### EXERCISE
Gather every line from the entries below that includes "green".

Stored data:
-- Opening Marker --

PR #16150, opened 2023-03-08
Changed throw ov::Exception to macro

ilyachur:
### Details:
 - *item1*
 - *...*

### Tickets:
 - *ticket-id*


src/plugins/intel_gpu/src/graph/include/primitive_type_base.h
```diff
@@ -55,7 +55,7 @@ struct primitive_type_base : primitive_type {
                                         "[GPU] Original name: ", p->origin_op_name, "\n"
                                         "[GPU] Original type: ", p->origin_op_type_name, "\n"
                                         "[GPU] Reason: ", e.what());
-            throw ov::Exception(ss.str());
+            OPENVINO_UNREACHABLE(ss.str());
```
vladimir-paramuzov, line 58: Can we have a macro with better name for such cases? "Unreachable" sounds misleading.
OPENVINO_THROW maybe?

ilya-lavrenov (approved):
agreed to rename in a separate PR

src/plugins/intel_gpu/src/graph/include/primitive_type_base.h
ilyachur: Will do it in the separate PR :)

PR #16151, opened 2023-03-08
Remove Myriad public headers

ilyachur:
### Details:
 - *item1*
 - *...*

### Tickets:
 - *ticket-id*


ilya-lavrenov (approved):
Original idea was to deprecate and remove these headers together with API 1.0
But maybe we can remove them directly.

PR #16168, opened 2023-03-09
[CPU] Gather node shape infer

xuchen-intel:
### Details:
 - *CPU plugin specific shape infer for Gather node.*

### Tickets:
 - *100511*

### DIFF
--- a/src/plugins/intel_cpu/src/nodes/gather.cpp
+++ b/src/plugins/intel_cpu/src/nodes/gather.cpp
@@ -44,14 +44,16 @@ bool Gather::isSupportedOperation(const std::shared_ptr<const ov::Node>& op, std
 
 class GatherShapeInfer : public ShapeInferEmptyPads {
 public:
-    GatherShapeInfer(bool isAxisInputConst, int axis, int batchDims) : m_isAxisInputConst(isAxisInputConst),
-                     m_axis(axis), m_batchDims(batchDims) {}
+    GatherShapeInfer(bool isAxisInputConst, bool isIndicesScalar, int axis, int batchDims) : m_isAxisInputConst(isAxisInputConst),
+                     m_isIndicesScalar(isIndicesScalar), m_axis(axis), m_batchDims(batchDims) {}
     Result infer(const std::vector<std::reference_wrapper<const VectorDims>>& input_shapes,
                  const std::unordered_map<size_t, MemoryPtr>& data_dependency) override {
         static constexpr size_t GATHER_DATA = 0, GATHER_INDICES = 1, GATHER_AXIS = 2;
 
         const auto& input_shape = input_shapes[GATHER_DATA].get();
-        const auto& indices_shape = input_shapes[GATHER_INDICES].get();
+
+        // Use VectorDims{} instead of {1} for Scalar
+        const auto& indices_shape = m_isIndicesScalar ? VectorDims{} : input_shapes[GATHER_INDICES].get();
 
         if (!m_isAxisInputConst) {
             if (data_dependency.at(GATHER_AXIS)->getDesc().getPrecision() != Precision::I32) {
@@ -80,6 +82,7 @@ public:
 
 private:
     bool m_isAxisInputConst = false;
+    bool m_isIndicesScalar = false;
     int m_axis = 0;
     int m_batchDims = 0;
 };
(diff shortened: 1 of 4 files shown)


src/plugins/intel_cpu/src/nodes/gather.cpp
```diff
@@ -41,8 +42,64 @@ bool Gather::isSupportedOperation(const std::shared_ptr<const ov::Node>& op, std
...
+class GatherShapeInfer : public ShapeInferEmptyPads {
+public:
+    GatherShapeInfer(bool isAxisInputConst, int axis, int batchDims, IShapeInfer::port_mask_t port_mask) :
+                     m_isAxisInputConst(isAxisInputConst), m_axis(axis), m_batchDims(batchDims), m_port_mask(port_mask) {}
+    Result infer(const std::vector<std::reference_wrapper<const VectorDims>>& input_shapes,
+                 const std::unordered_map<size_t, MemoryPtr>& data_dependency) override {
+        static constexpr size_t GATHER_DATA = 0, GATHER_INDICES = 1, GATHER_AXIS = 2;
+
+        auto input_shape = input_shapes[GATHER_DATA].get();
+        auto indices_shape = input_shapes[GATHER_INDICES].get();
```
maxnick, line 54:
```suggestion
        const auto& input_shape = input_shapes[GATHER_DATA].get();
        const auto& indices_shape = input_shapes[GATHER_INDICES].get();
```
To avoid copy

src/plugins/intel_cpu/src/nodes/gather.cpp
```diff
@@ -41,8 +42,64 @@ bool Gather::isSupportedOperation(const std::shared_ptr<const ov::Node>& op, std
...
+
+        if (!m_isAxisInputConst)
+            m_axis = reinterpret_cast<const int32_t *>(data_dependency.at(GATHER_AXIS)->GetPtr())[0];
```
maxnick, line 57: I think it won't be superfluous to check the memory precision, to make sure it is I32 and throw if it isn't.

src/plugins/intel_cpu/src/nodes/gather.cpp
```diff
@@ -41,8 +42,64 @@ bool Gather::isSupportedOperation(const std::shared_ptr<const ov::Node>& op, std
...
+        if (m_batchDims < 0)
+            m_batchDims += indices_shape.size();
+
+        VectorDims output_shape;
+        output_shape.reserve(input_shape.size() + indices_shape.size() - m_batchDims - 1);
+        output_shape.insert(output_shape.end(), input_shape.begin(), input_shape.begin() + m_axis);
+        output_shape.insert(output_shape.end(), indices_shape.begin() + m_batchDims, indices_shape.end());
+        output_shape.insert(output_shape.end(), input_shape.begin() + m_axis + 1, input_shape.end());
+
+        return {{output_shape}, ShapeInferStatus::success};
```
maxnick, line 70:
```suggestion
        return {{std::move(output_shape)}, ShapeInferStatus::success};
```
To avoid copy.

src/plugins/intel_cpu/src/nodes/gather.cpp
```diff
@@ -41,8 +42,64 @@ bool Gather::isSupportedOperation(const std::shared_ptr<const ov::Node>& op, std
...
+private:
+    bool m_isAxisInputConst = false;
+    int m_axis = 0;
+    int m_batchDims = 0;
+    port_mask_t m_port_mask;
+};
+
+class GatherShapeInferFactory : public ShapeInferFactory {
+public:
+    GatherShapeInferFactory(std::shared_ptr<ov::Node> op, IShapeInfer::port_mask_t port_mask) : m_op(op), m_port_mask(port_mask) {}
```
maxnick, line 85:
```suggestion
    GatherShapeInferFactory(std::shared_ptr<ov::Node> op) : m_op(op), m_port_mask(port_mask) {}
```
There is no need to pass the port mask as a parameter. We can simply return `PortMask(GATHER_AXIS)` in the `get_port_mask()` call.

src/plugins/intel_cpu/src/nodes/gather.cpp
xuchen-intel: Applied. Thanks Maksim!

src/plugins/intel_cpu/src/nodes/gather.cpp
xuchen-intel: Applied. Thanks Maksim!

src/plugins/intel_cpu/src/nodes/gather.cpp
xuchen-intel: Good point! Applied. Thanks Maksim!

src/plugins/intel_cpu/src/nodes/gather.cpp
xuchen-intel: Applied. Thanks Maksim!

src/plugins/intel_cpu/src/nodes/gather.cpp
```diff
@@ -41,8 +42,76 @@ bool Gather::isSupportedOperation(const std::shared_ptr<const ov::Node>& op, std
     return true;
 }
 
+class GatherShapeInfer : public ShapeInferEmptyPads {
```
maxnick, line 45: could you please put all the shape inference related code to an anonymous namespace, so that it is not visible outside this translation unit?

xuchen-intel: Applied. Thanks Maksim!

maxnick (approved):

xuchen-intel:
> @xuchen-intel , please make CI green.

Hi @maxnick, CI is green now.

-- Closing Marker --

### RESPONSE AREA
> @xuchen-intel , please make CI green.
Hi @maxnick, CI is green now.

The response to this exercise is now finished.